## INFORMATION PROVIDED
PR #2157, opened 2024-12-07
Remove dead-code

IvanCherepov:
Addresses the most of dead-code from https://github.com/authzed/spicedb/issues/1719

➜  spicedb git:(main) deadcode -test ./... | grep -v pkg
```
internal/datasets/subjectsetbytype.go:93:28: unreachable func: SubjectByTypeSet.Len
internal/datastore/crdb/options.go:329:6: unreachable func: DebugAnalyzeBeforeStatistics
internal/datastore/mysql/options.go:218:6: unreachable func: DebugAnalyzeBeforeStatistics
internal/datastore/postgres/log_tracer.go:13:25: unreachable func: tracingLogger.Log
internal/datastore/postgres/options.go:341:6: unreachable func: DebugAnalyzeBeforeStatistics
internal/datastore/postgres/options.go:348:6: unreachable func: WithQueryInterceptor
internal/datastore/postgres/common/pgx.go:166:6: unreachable func: ConnectWithInstrumentation
internal/developmentmembership/trackingsubjectset.go:59:32: unreachable func: TrackingSubjectSet.RemoveFrom
internal/dispatch/combined/combined.go:129:6: unreachable func: RemoteDispatchTimeout
internal/graph/errors.go:59:6: unreachable func: NewAlwaysFailErr
internal/graph/errors.go:73:34: unreachable func: RelationNotFoundError.NamespaceName
internal/graph/errors.go:78:34: unreachable func: RelationNotFoundError.NotFoundRelationName
internal/graph/errors.go:82:34: unreachable func: RelationNotFoundError.MarshalZerologObject
internal/graph/errors.go:87:34: unreachable func: RelationNotFoundError.DetailsMetadata
internal/graph/errors.go:95:6: unreachable func: NewRelationNotFoundErr
internal/graph/errors.go:136:6: unreachable func: NewRelationMissingTypeInfoErr
internal/graph/errors.go:179:6: unreachable func: NewUnimplementedErr
internal/graph/graph.go:30:24: unreachable func: ExpandResult.ResultError
internal/graph/graph.go:38:6: unreachable func: AlwaysFailExpand
internal/logging/logger.go:39:6: unreachable func: Log
internal/logging/logger.go:43:6: unreachable func: Print
internal/logging/logger.go:47:6: unreachable func: Printf
internal/middleware/dispatcher/dispatcher.go:28:6: unreachable func: FromContext
internal/middleware/dispatcher/dispatcher.go:38:6: unreachable func: MustFromContext
[...]

Issue #1719, opened 2024-01-23
Remove statically analyzable dead-code


jzelinskie:
### What platforms are affected?

linux, macos, windows, others

### What architectures are affected?

amd64, arm64, others

### What SpiceDB version are you using?

main

### Steps to Reproduce

1. `go install golang.org/x/tools/cmd/deadcode@latest`
2. `deadcode -test ./...`

### Expected Result

No output

### Actual Result

```
internal/datasets/subjectset.go:39:22: unreachable func: SubjectSet.UnionWithSet
internal/datasets/subjectsetbytype.go:86:28: unreachable func: SubjectByTypeSet.Len
internal/datastore/common/jitter.go:12:6: unreachable func: WithJitter
internal/datastore/mysql/options.go:204:6: unreachable func: DebugAnalyzeBeforeStatistics
internal/datastore/postgres/options.go:315:6: unreachable func: DebugAnalyzeBeforeStatistics
internal/datastore/postgres/options.go:322:6: unreachable func: WithQueryInterceptor
internal/developmentmembership/trackingsubjectset.go:59:32: unreachable func: TrackingSubjectSet.RemoveFrom
internal/dispatch/combined/combined.go:119:6: unreachable func: RemoteDispatchTimeout
internal/graph/errors.go:59:6: unreachable func: NewAlwaysFailErr
internal/graph/errors.go:73:32: unreachable func: ErrRelationNotFound.NamespaceName
internal/graph/errors.go:78:32: unreachable func: ErrRelationNotFound.NotFoundRelationName
internal/graph/errors.go:82:32: unreachable func: ErrRelationNotFound.MarshalZerologObject
internal/graph/errors.go:87:32: unreachable func: ErrRelationNotFound.DetailsMetadata
internal/graph/errors.go:95:6: unreachable func: NewRelationNotFoundErr
internal/graph/errors.go:136:6: unreachable func: NewRelationMissingTypeInfoErr
internal/graph/errors.go:166:6: unreachable func: NewUnimplementedErr
internal/graph/graph.go:51:6: unreachable func: AlwaysFailExpand
internal/logging/logger.go:39:6: unreachable func: Log
internal/logging/logger.go:43:6: unreachable func: Print
internal/logging/logger.go:47:6: unreachable func: Printf
internal/middleware/dispatcher/dispatcher.go:28:6: unreachable func: FromContext
internal/middleware/dispatcher/dispatcher.go:38:6: unreachable func: MustFromContext
[...]

PR #3304, opened 2026-09-09
fix: apply dispatch-upstream-timeout to outbound dispatches

### LINKED ISSUE #3303: dispatch-upstream-timeout is never applied; outbound dispatches always use the 60s default
### Summary

`--dispatch-upstream-timeout` (`SPICEDB_DISPATCH_UPSTREAM_TIMEOUT`) has no effect. The configured value never reaches the outbound dispatch client, which falls back to the hardcoded 60s default. Setting the flag to any value is silently a no-op.

Affects v1.56.0, v1.56.1, and `main`.

### Details

The flag is parsed correctly into `Config.DispatchUpstreamTimeout`, but there are two option setters named `RemoteDispatchTimeout` and neither delivers it to the code that applies the wire deadline.

**1. The combined (outbound) dispatcher never receives it.**

`combineddispatch.NewDispatcher` at [`pkg/cmd/server/server.go#L345-L369`](https://github.com/authzed/spicedb/blob/v1.56.0/pkg/cmd/server/server.go#L345-L369) is passed 14 options; `combineddispatch.RemoteDispatchTimeout` is not among them. That option has no non-test caller anywhere in the tree:

```
$ grep -rn "combineddispatch.RemoteDispatchTimeout\|combined\.RemoteDispatchTimeout" --include='*.go' .
(only internal/dispatch/combined/combined_test.go:149)
```

So `opts.remoteDispatchTimeout` keeps its zero value, is passed as `DispatchOverallTimeout: 0` at [`combined.go#L308-L311`](https://github.com/authzed/spicedb/blob/v1.56.0/internal/dispatch/combined/combined.go#L308-L311), and is replaced by the 60s fallback at [`remote/cluster.go#L127-L130`](https://github.com/authzed/spicedb/blob/v1.56.0/internal/dispatch/remote/cluster.go#L127-L130):

```go
dispatchOverallTimeout := config.DispatchOverallTimeout
if dispatchOverallTimeout <= 0 {
	dispatchOverallTimeout = 60 * time.Second
}
```

That value is then stamped onto every outbound dispatch at [`remote/cluster.go#L280`](https://github.com/authzed/spicedb/blob/v1.56.0/internal/dispatch/remote/cluster.go#L280).

**2. The one call site that does pass it targets a field that is never read.**

[`server.go#L400`](https://github.com/authzed/spicedb/blob/v1.56.0/pkg/cmd/server/server.go#L400) calls `clusterdispatch.RemoteDispatchTimeout(c.DispatchUpstreamTimeout)`. That assigns `optionState.remoteDispatchTimeout` at [`internal/dispatch/cluster/cluster.go#L71-L76`](https://github.com/authzed/spicedb/blob/v1.56.0/internal/dispatch/cluster/cluster.go#L71-L76), but the field (declared at `:25`) has no reader — `cluster.NewClusterDispatcher` builds only `graph.NewDispatcher` and `caching.NewCachingDispatcher`, no remote client, so it has nothing to apply a wire timeout to. This call site appears to be the reason the omission has gone unnoticed: it looks like the flag is wired.

### Why the deadline is observable as 60s rather than `min(caller, 60s)`

`resenje.org/singleflight` v0.4.3 runs the leader's function under `context.WithoutCancel`, so the caller's remaining deadline is stripped before `remote/cluster.go:280` applies its own `WithTimeout`. Singleflighted unary `DispatchCheck` / `DispatchExpand` / plan-check therefore advertise ~60s on the wire regardless of what the caller had left. Streaming and the singleflight bypass paths (empty `TraversalBloom`, loop detection, `Debug != NO_DEBUG`) correctly carry `min(caller, 60s)`.

### Impact

Deployments that set a low `--dispatch-upstream-timeout` to bound peer failures do not get it. When one peer stops responding but its TCP connection stays open — a frozen node rather than a crash — dispatches to it hold a 60s budget instead of the configured one. Callers with shorter deadlines give up first, but the peer-side work and the singleflight leader persist, so a single unresponsive node degrades checks fleet-wide for far longer than the configuration implies.

### Suggested fix

Add the missing option:

```diff
 dispatcher, err = combineddispatch.NewDispatcher(
 	combineddispatch.UpstreamAddr(c.DispatchUpstreamAddr),
 	combineddispatch.UpstreamCAPath(c.DispatchUpstreamCAPath),
+	combineddispatch.RemoteDispatchTimeout(c.DispatchUpstreamTimeout),
 	combineddispatch.SecondaryUpstreamAddrs(c.DispatchSecondaryUpstreamAddrs),
```

and separately either remove `cluster.RemoteDispatchTimeout` or document it as inert.

### Prior art

[#1719](https://github.com/authzed/spicedb/issues/1719) lists `internal/dispatch/combined/combined.go:119:6: unreachable func: RemoteDispatchTimeout` in its dead-code inventory, and [#2157](https://github.com/authzed/spicedb/pull/2157) proposed deleting the option — closed unmerged. Worth noting the right resolution is wiring it rather than removing it.

One reason the signal went quiet: `combined_test.go:149` (added between v1.53.0 and v1.54.0) now calls `RemoteDispatchTimeout`, which makes the symbol statically reachable, so `deadcode` no longer flags it while production wiring is still absent.

### Environment

- SpiceDB v1.56.0 (also verified present in v1.56.1 and `main`)
- Kubernetes, 8 replicas, `--dispatch-cluster-enabled`, `--dispatch-upstream-addr=kubernetes:///...`

bryantvolk:
Fixes #3303.

`--dispatch-upstream-timeout` / `SPICEDB_DISPATCH_UPSTREAM_TIMEOUT` is parsed into `Config.DispatchUpstreamTimeout` but never reaches the dispatcher that applies the wire deadline, so setting it has no effect. Outbound dispatches always use the hardcoded 60s fallback.

`combineddispatch.NewDispatcher` is passed 14 options and `RemoteDispatchTimeout` is not among them, so `opts.remoteDispatchTimeout` keeps its zero value, reaches `remote.NewClusterDispatcher` as `DispatchOverallTimeout: 0`, and is replaced by `60 * time.Second` at `internal/dispatch/remote/cluster.go:127-130`.

`combineddispatch.RemoteDispatchTimeout` currently has no non-test caller. The one call site that looks like it wires the flag — `clusterdispatch.RemoteDispatchTimeout(c.DispatchUpstreamTimeout)` at `server.go:408` — assigns `optionState.remoteDispatchTimeout` in `internal/dispatch/cluster`, a field that has no reader: `cluster.NewClusterDispatcher` builds only `graph` and `caching` dispatchers, so it has no remote client to apply a timeout to. That is likely why the omission went unnoticed. This PR does not touch that call site; whether to remove it or document it as inert seems worth a maintainer's call.

Worth noting for triage: #1719 already lists `internal/dispatch/combined/combined.go:119:6: unreachable func: RemoteDispatchTimeout` in its dead-code inventory, and #2157 proposed deleting the option (closed unmerged). The symbol stopped being flagged once `combined_test.go:149` began calling it, which made it statically reachable while production wiring remained absent.

## Impact

Deployments that lower `--dispatch-upstream-timeout` to bound peer failures do not get it. When a peer stops responding while its TCP connection stays open — a frozen node rather than a crash — dispatches to it hold a 60s budget. The caller's own deadline does not clip this on singleflighted paths, because `resenje.org/singleflight` runs the leader under `context.WithoutCancel`, so the ~60s is what actually goes out as `grpc-timeout`.

We hit this on v1.56.0 with `dispatchUpstreamTimeout: 1s` configured: a node froze for ~78s and roughly 75% of the resulting check failures were on healthy replicas blocked on sub-dispatches to the frozen one.

## Testing

`go test ./internal/dispatch/... ./pkg/cmd/...` passes locally (go1.27.1, darwin/arm64); `gofmt` and `go vet` clean on the changed package. `TestNewDispatcher_WithUpstream` in `internal/dispatch/combined/combined_test.go` already covers the option itself.

I did not add a regression test, since asserting the wire deadline reaches the remote dispatcher would mean exporting or otherwise reaching into `clusterDispatcher.dispatchOverallTimeout`. Happy to add one in whatever shape you'd prefer.


bryantvolk:

miparnisari (changes requested):
LGTM. Can you add an entry to the CHANGELOG.md? Include an explanation in terms of customer-facing value. Thanks!

bryantvolk:
@miparnisari added the CHANGELOG entry, plz review when you have a sec

PR #3309, opened 2026-09-10
perf(postgres): key limited relationship deletes on (tableoid, ctid)

### LINKED ISSUE #3306: Postgres: `DeleteRelationships` with limit using inefficient query
While trying to bulk delete relationships in preparation for a schema migration, we ran into an issue where batches of 1000 were taking significant amounts of time to delete. My colleague noted that the query could probably make use of `ctid` to improve performance and after digging into it with Claude that does seem to be the case.

While the below is Claude's summary, I have validated its assertions manually to the best of my ability and it doesn't seem to have hallucinated anything 🙃 

# Problem

`deleteRelationshipsWithLimit` in `internal/datastore/postgres/readwrite.go` (v1.56.1) soft-deletes in two steps: a CTE selects up to `limit` rows by their seven key columns, then the `UPDATE` re-finds each row by that key.

```sql
WITH found_tuples AS (SELECT namespace, object_id, relation, userset_namespace, userset_object_id, userset_relation, created_xid
                      FROM relation_tuple WHERE <filter> AND deleted_xid = <live> LIMIT 1000)
UPDATE relation_tuple SET deleted_xid = $1
WHERE (namespace, object_id, relation, userset_namespace, userset_object_id, userset_relation, created_xid) IN (SELECT * FROM found_tuples)
```

The select half uses the alive covering index and is fast. For the re-find, Postgres picks `ix_relation_tuple_by_subject`, matches on the five subject-leading columns, and applies `object_id` and `created_xid` as a post-filter:

```
Update on relation_tuple  (cost=117.53..411.59 rows=0 width=0)
  ->  Nested Loop  (cost=117.53..411.59 rows=103 width=209)
        ->  HashAggregate  (cost=116.84..117.84 rows=100 width=366)
              Group Key: (found_tuples.namespace)::text, (found_tuples.object_id)::text, (found_tuples.relation)::text, (found_tuples.userset_namespace)::text, (found_tuples.userset_object_id)::text, (found_tuples.userset_relation)::text, found_tuples.created_xid
              ->  Subquery Scan on found_tuples  (cost=0.70..115.09 rows=100 width=366)
                    ->  Limit  (cost=0.70..114.09 rows=100 width=171)
                          ->  Index Scan using ix_relation_tuple_alive_by_resource_rel_subject_covering on relation_tuple relation_tuple_1  (cost=0.70..56180.78 rows=49544 width=171)
                                Index Cond: (((namespace)::text = '<redacted>'::text) AND ((relation)::text = '<redacted>'::text) AND ((userset_namespace)::text = '<redacted>'::text))
        ->  Index Scan using ix_relation_tuple_by_subject on relation_tuple  (cost=0.70..2.93 rows=1 width=177)
              Index Cond: (((userset_object_id)::text = (found_tuples.userset_object_id)::text) AND ((userset_namespace)::text = (found_tuples.userset_namespace)::text) AND ((userset_relation)::text = (found_tuples.userset_relation)::text) AND ((namespace)::text = (found_tuples.namespace)::text) AND ((relation)::text = (found_tuples.relation)::text))
              Filter: (((found_tuples.object_id)::text = (object_id)::text) AND (found_tuples.created_xid = created_xid))
```

The planner estimates that inner lookup at one row. The real cost is the number of relationships sharing that subject on that relation, because `object_id` is only checked after the walk. Observed on a 157M-row table:

| Subject fan-in | Per-row cost |
| --- | --- |
| 1 (subject unique to the resource) | ~1ms; 1000-row batch in ~1s |
| ~26k | 15 to 20ms; 1000-row batch in 15 to 20s |
| whole relation (wildcard subject `*`) | 1000-row batch exceeds a 60s deadline |

Batch size makes no difference, since the cost is per row. `OptionalLimit` exists to bound the cost of a delete, but today that bound only holds when subjects are not shared.

# Proposed Solution

Keying the `UPDATE` on the physical row address avoids the re-lookup entirely:

```sql
WITH found_tuples AS (SELECT tableoid, ctid FROM relation_tuple WHERE <filter> AND deleted_xid = <live> LIMIT 1000)
UPDATE relation_tuple SET deleted_xid = $1
WHERE (tableoid, ctid) IN (SELECT tableoid, ctid FROM found_tuples)
```

```
Update on relation_tuple  (cost=115.59..229.09 rows=0 width=0)
  ->  Nested Loop  (cost=115.59..229.09 rows=100 width=48)
        ->  HashAggregate  (cost=115.59..116.59 rows=100 width=44)
              Group Key: found_tuples.tableoid, found_tuples.ctid
              ->  Subquery Scan on found_tuples  (cost=0.70..115.09 rows=100 width=44)
                    ->  Limit  (cost=0.70..114.09 rows=100 width=10)
                          ->  Index Scan using ix_relation_tuple_alive_by_resource_rel_subject_covering on relation_tuple relation_tuple_1  (cost=0.70..56180.78 rows=49544 width=10)
                                Index Cond: (((namespace)::text = '<redacted>'::text) AND ((relation)::text = '<redacted>'::text) AND ((userset_namespace)::text = '<redacted>'::text))
        ->  Tid Scan on relation_tuple  (cost=0.00..1.11 rows=1 width=10)
              TID Cond: (found_tuples.ctid = ctid)
              Filter: (found_tuples.tableoid = tableoid)
```

The inner side becomes a `Tid Scan`: one heap fetch per row, independent of fan-in. Verified on Aurora PostgreSQL and on vanilla PostgreSQL 16.4. Semantics are unchanged: the CTE and the `UPDATE` share one statement snapshot, and a row version replaced by a concurrent writer surfaces as the same serialization failure the current `created_xid` match produces, which the datastore already retries.

This is the pattern the GC already uses. `batchDelete` in `internal/datastore/postgres/gc.go` selects `gcPKCols = {tableoid, ctid}` and deletes with `WHERE (tableoid, ctid) IN (SELECT tableoid, ctid FROM rows)`, including `tableoid` for partitioned tables. The change to `deleteRelationshipsWithLimit` is the `selectForDelete` column list and the `IN` list in the CTE format string.

### Considerations

- **Isolation level.** The `ctid` join matches only the row version the CTE saw. Under SERIALIZABLE (the default) and REPEATABLE READ, a concurrent modification of that row raises a serialization failure in both the current and proposed forms, so behaviour is identical. Under READ COMMITTED they would differ: the seven-column key follows the update chain and still soft-deletes the new version, while the `ctid` form skips it for that round. SpiceDB does not run write transactions at READ COMMITTED, so this is theoretical, but it is the one semantic difference. Address reuse is not a concern: vacuum cannot remove a tuple visible to a live snapshot, so a `ctid` returned by the CTE cannot be recycled within the same statement.
- **Partitioned tables.** `ctid` is only unique per physical table, hence the `tableoid` pairing, which mirrors `gcPKCols`. The datastore tests should be run against the partitioned configuration.
- **Plan stability.** The fast plan is a nested loop with a `Tid Scan` inner side. If the planner ever chose a hash semi-join instead, the inner side would become a sequential scan, which is worse than today. At the default `--max-delete-relationships-limit` of 1000 the nested loop wins by a wide margin. For the non-partitioned case, `WHERE ctid = ANY (ARRAY(SELECT ctid FROM …))` plans as a `Tid Scan` with `TID Cond: (ctid = ANY ($0))` and has no join at all, at the cost of dropping `tableoid`.

epbensimpson:
## Description

Fixes #3306

Improves performance of `DeleteRelationships` when using a limit, by using the `ctid` to avoid an expensive crawl of a second index in order to `UPDATE` the identified tuples in some query plans.

Query planners are fun so it took a bit to come up with a benchmark that successfully triggered the bad plan, but it got there in the end. The good news is that tables which never hit the bad plan see no regression from this change - the `Tid Scan` re-find is at worst equivalent to an index lookup on the primary key, and measured slightly faster.

## Benchmarks

Adds `BenchmarkPostgresDeleteWithLimit`, which seeds rows shaped like a large production table and deletes 100 or 1000 rows for three subject fan-in scenarios. On this table `EXPLAIN` shows the previous query re-finding rows through `ix_relation_tuple_by_subject` (`Rows Removed by Filter: 20999` per row in the shared and wildcard scenarios); the new query uses a `Tid Scan`.

Results on my MacBook Pro M5 24gb against Postgres 18 using `-count 6 -benchtime 5x`: 

| Scenario | Limit | Before | After | Change |
| --- | --- | --- | --- | --- |
| Unique subject | 100 | 4.16 ms ± 15% | 3.62 ms ± 20% | −13% (p=0.041) |
| Unique subject | 1000 | 20.8 ms ± 13% | 17.8 ms ± 6% | −15% (p=0.009) |
| Shared subject (fan-in 21k) | 100 | 120.6 ms ± 2% | 3.65 ms ± 26% | −97% (p=0.002) |
| Shared subject (fan-in 21k) | 1000 | 1208.6 ms ± 2% | 18.2 ms ± 6% | −98% (p=0.002) |
| Wildcard subject (fan-in 21k) | 100 | 120.0 ms ± 4% | 3.47 ms ± 17% | −97% (p=0.002) |
| Wildcard subject (fan-in 21k) | 1000 | 1187.0 ms ± 4% | 18.1 ms ± 4% | −98% (p=0.002) |
| geomean | | 110.3 ms | 8.03 ms | −93% |

## Testing

Existing Postgres datastore tests cover the limited delete path and no regressions were found running the tests locally.

### DIFF
--- a/internal/datastore/benchmark/postgres_delete_bench_test.go
+++ b/internal/datastore/benchmark/postgres_delete_bench_test.go
@@ -1,0 +1,207 @@
+package benchmark
+
+import (
+	"context"
+	"errors"
+	"fmt"
+	"testing"
+	"time"
+
+	"github.com/jackc/pgx/v5"
+	"github.com/stretchr/testify/require"
+
+	v1 "github.com/authzed/authzed-go/proto/authzed/api/v1"
+
+	"github.com/authzed/spicedb/internal/datastore/postgres"
+	"github.com/authzed/spicedb/internal/testfixtures"
+	testdatastore "github.com/authzed/spicedb/internal/testserver/datastore"
+	"github.com/authzed/spicedb/internal/testserver/datastore/config"
+	dsconfig "github.com/authzed/spicedb/pkg/cmd/datastore"
+	"github.com/authzed/spicedb/pkg/datastore"
+	"github.com/authzed/spicedb/pkg/datastore/options"
+	"github.com/authzed/spicedb/pkg/tuple"
+)
+
+// The seeded data mimics the statistical shape of a large production
+// relation_tuple table rather than its absolute size, since the shape is what
+// determines the query plans Postgres chooses:
+//
+//   - A large background population with a modest number of distinct subjects
+//     (production tables commonly have on the order of 10k) spread evenly over
+//     many (namespace, relation) pairs. This gives the columns of relation_tuple
+//     production-like selectivity estimates, and gives the subject-leading
+//     indexes the same size ratio to the primary key as on a large table.
+//   - Small per-scenario namespaces that differ only in subject fan-in: the
+//     number of relationships sharing one subject on one relation. Each scenario
+//     is kept to a small fraction of the table so that its own subjects do not
+//     dominate the column statistics, and the plan stays the same across
+//     scenarios while the fan-in varies.
+const (
+	// Background population: evenly spread subjects, as on a production table.
+	pgDeleteBenchBackgroundRows       = 2_000_000
+	pgDeleteBenchBackgroundNamespaces = 20
+	pgDeleteBenchBackgroundRelations  = 50
+	pgDeleteBenchBackgroundSubjects   = 13_000
+
+	// Per scenario: one namespace with this many relations and rows per relation.
+	// The rows per relation is also the fan-in of the shared and wildcard scenarios,
+	// and must exceed the largest delete limit below.
+	pgDeleteBenchScenarioRelations       = 2
+	pgDeleteBenchScenarioRowsPerRelation = 21_000
+)
+
+var pgDeleteBenchLimits = []uint64{100, 1000}
+
+// errRollbackBenchmarkTx is returned from the ReadWriteTx callback to roll back
+// the deletion, so every iteration operates on the same set of live rows.
+var errRollbackBenchmarkTx = errors.New("rollback benchmark transaction")
+
+// pgDeleteBenchScenario describes a set of relationships living in their own
+// namespace that share a subject fan-in pattern.
+type pgDeleteBenchScenario struct {
+	name      string
+	namespace string
+	// subjectIDSQL is a SQL expression yielding the subject object ID for the
+	// row numbered g in generate_series; r is the row's relation index.
+	subjectIDSQL string
+}
+
+var pgDeleteBenchScenarios = []pgDeleteBenchScenario{
+	{
+		// Every relationship has a subject unique to its resource (fan-in of 1).
+		name:         "UniqueSubject",
+		namespace:    "unique",
+		subjectIDSQL: "'unique-' || g",
+	},
+	{
+		// Every relationship on a relation shares one subject, so each subject has
+		// a fan-in of pgDeleteBenchScenarioRowsPerRelation on that relation.
+		name:         "SharedSubject",
+		namespace:    "shared",
+		subjectIDSQL: "'shared-' || r",
+	},
+	{
+		// Every relationship is granted to the wildcard subject.
+		name:         "WildcardSubject",
+		namespace:    "wild",
+		subjectIDSQL: "'" + tuple.PublicWildcard + "'",
+	},
+}
+
+// BenchmarkPostgresDeleteWithLimit benchmarks DeleteRelationships with a delete
+// limit against Postgres, on a table shaped like a large production deployment,
+// for subjects with differing fan-in. Requires Docker.
+//
+// Run with:
+//
+//	go test ./internal/datastore/benchmark/ -bench BenchmarkPostgresDeleteWithLimit \
+//	    -benchmem -run '^$' -timeout 60m
+func BenchmarkPostgresDeleteWithLimit(b *testing.B) {
+	if testing.Short() {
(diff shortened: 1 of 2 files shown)


epbensimpson:
Was just thinking a couple of things about using direct SQL to do the table seeding in the benchmark:

* It's a bit brittle to inline the SQL, if the DB changes then the benchmark would drift
* Might be worth extracting to a helper function for reuse if it's kept

Not sure how relevant either of these is given it's a benchmark, but happy to either replace it with `WriteRelationships` or do the helper extraction if desired.

josephschorr:
> Was just thinking a couple of things about using direct SQL to do the table seeding in the benchmark:
> 
> * It's a bit brittle to inline the SQL, if the DB changes then the benchmark would drift
> * Might be worth extracting to a helper function for reuse if it's kept

Yeah, if you don't mind :)

epbensimpson:
Added a `seedRelationships` helper for the benchmarks which uses `ReadWriteTransaction.BulkLoad` instead of direct SQL and should be datastore agnostic.

josephschorr:
@epbensimpson can you add an entry to the CHANGELOG.md as well? I also rebased to test on latest - you may need to do that for your branch as well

## WHAT IS REQUIRED
Restate word for word only the lines above from the line containing "- **Plan stability.**" to the line containing "## Benchmarks", both of them included.

## EXERCISE ANSWER
- **Plan stability.** The fast plan is a nested loop with a `Tid Scan` inner side. If the planner ever chose a hash semi-join instead, the inner side would become a sequential scan, which is worse than today. At the default `--max-delete-relationships-limit` of 1000 the nested loop wins by a wide margin. For the non-partitioned case, `WHERE ctid = ANY (ARRAY(SELECT ctid FROM …))` plans as a `Tid Scan` with `TID Cond: (ctid = ANY ($0))` and has no join at all, at the cost of dropping `tableoid`.

epbensimpson:
## Description

Fixes #3306

Improves performance of `DeleteRelationships` when using a limit, by using the `ctid` to avoid an expensive crawl of a second index in order to `UPDATE` the identified tuples in some query plans.

Query planners are fun so it took a bit to come up with a benchmark that successfully triggered the bad plan, but it got there in the end. The good news is that tables which never hit the bad plan see no regression from this change - the `Tid Scan` re-find is at worst equivalent to an index lookup on the primary key, and measured slightly faster.

## Benchmarks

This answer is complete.